Judith Rodin

Judith Rodin in a classroom
Judith Rodin

Judith Rodin

Doctor of Humane Letters
In awarding the 2024 honorary degrees, President Peter Salovey read the following personalized citation.

Pioneering leader who served as the first woman president of both the University of Pennsylvania and the Rockefeller Foundation, you have helped reshape two great institutions to face the needs of modern times. In both, your creative and forward-looking ideas—from health psychology to resilient cities—galvanized initiatives that emphasized change amidst challenge. Yale celebrates as well your twenty-two years in New Haven as a Yale faculty member, educator, dean of the graduate school, and university provost. A resilient and transformational leader wherever you go, Yale salutes an innovator we still think of as “one of our own,” as we proudly confer on you the degree of Doctor of Humane Letters.

Judith Rodin—the research psychologist, thought leader, and philanthropic strategist who in 1994 became the first woman president of an Ivy League university—is president emerita of the University of Pennsylvania and of The Rockefeller Foundation. A pioneering scholar of behavioral medicine and health psychology, she spent two decades on the faculty at Yale, where she rose through the ranks to become university provost and was beloved by generations of students for her teaching and mentorship.

Born and raised in Philadelphia, Rodin earned a scholarship to the University of Pennsylvania, where she completed her A.B. in psychology. As a doctoral student at Columbia University (from which she earned her Ph.D., also in psychology), Rodin learned an important life lesson about equanimity and resilience when her first sole-authored research paper was rejected by a prestigious academic journal. When she told her adviser that she planned to write a rebuttal to the editor, he encouraged her to do so. After reading her robust self-defense, he then said: “Great. Now tear it up and get back to work.” That guidance—not to burn bridges, and to rebound in the face of disappointment—has stayed with her ever since.

“Your gut is great for many things. Good decision-making is not one of them!”

Rodin arrived at Yale in 1972 as an assistant professor in the Department of Psychology. Specializing in research on obesity, eating disorders, stress, and aging, she would become the Philip R. Allen Professor of Psychology and a professor of medicine and psychiatry while serving in a succession of leadership posts: director of graduate studies, department chair, dean of the Graduate School of Arts and Sciences, and provost. From teaching introductory psychology to conducting research with graduate students—many of whom she has continued to work with over the years—to institutional administration, her time at Yale was formative to her development as a scholar and as a leader. In her presidency at the University of Pennsylvania, Rodin led the institution through a period of vibrant growth during which it rose from sixteenth to fourth in the U.S. News and World Report rankings. At the helm of The Rockefeller Foundation, she developed new partnerships, presided over the launch of urban renewal initiatives, and championed the emerging fields of resilience and impact investing. Among her hundreds of publications are the books The Power of Impact Investing: Putting Markets to Work for Profit and Global Good and The Resilience Dividend: Being Strong in a World Where Things Go Wrong.
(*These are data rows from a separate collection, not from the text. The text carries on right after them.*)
Issue #5286, opened 2023-04-28
Migrate `SQL Runner sidebar` from Blueprint to Mantine


IrakliJani:
### Description

Migrate SQL runner sidebar to Mantine

<img width="396" alt="CleanShot 2023-04-28 at 16 28 51@2x" src="https://user-images.githubusercontent.com/962095/235147550-00e7dd38-44d0-4343-b0ec-75398ef53885.png">

PR #5296, opened 2023-05-01
feat: mantine sql runner sidebar

IrakliJani:
Closes: https://github.com/lightdash/lightdash/issues/5286

### Description:

old
CleanShot 2023-05-01 at 11 48 36@2x

vs new
CleanShot 2023-04-30 at 23 46 02@2x


packages/frontend/src/components/common/SqlRunner/CatalogTree.tsx
```diff
@@ -0,0 +1,35 @@
+import React from 'react';
```
joaoviana, line 1: I don't think we need to import React here 🤔

IrakliJani: using React.FC below

joaoviana: Yup, you shouldn't need to import it because our React version knows what to do. 
If you're always referencing `React.X` then no need to import. 
If using named imports, then yes 🤔

IrakliJani: updated

IrakliJani: we need `FC` because I use `children` we don't need whole React import because of JSX not requiring it anymore if that's what you mean

joaoviana: Yes, it was more on the usage of imports, rather than what you were importing, which I agree 100%(with using `FC` and `children`)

Rodin’s numerous honors include the American Psychological Association’s Distinguished Scientific Award for Early Career Contribution to Psychology (1977) and Lifetime Career Achievement Award (2005), the United Nations’ International Quality of Life Award (2016), the Yale Science and Engineering Association Award for Meritorious Service (2023), and multi-year recognition on the Forbes 100 Most Powerful Women list. She has served on the President’s Council of Advisors on Science and Technology, the White House Council for Community Solutions, and as co-chair of both the New York State 2100 Commission and the National Academy of Medicine’s Grand Challenge on Climate Change, Human Health, and Equity. She is a member of the American Academy of Arts and Sciences, the American Philosophical Society, the Council on Foreign Relations, the National Academy of Medicine, and other scholarly leadership organizations.

Rodin is the mother of one son and is married to Paul Verkuil, a scholar of administrative law who is president emeritus of the College of William and Mary.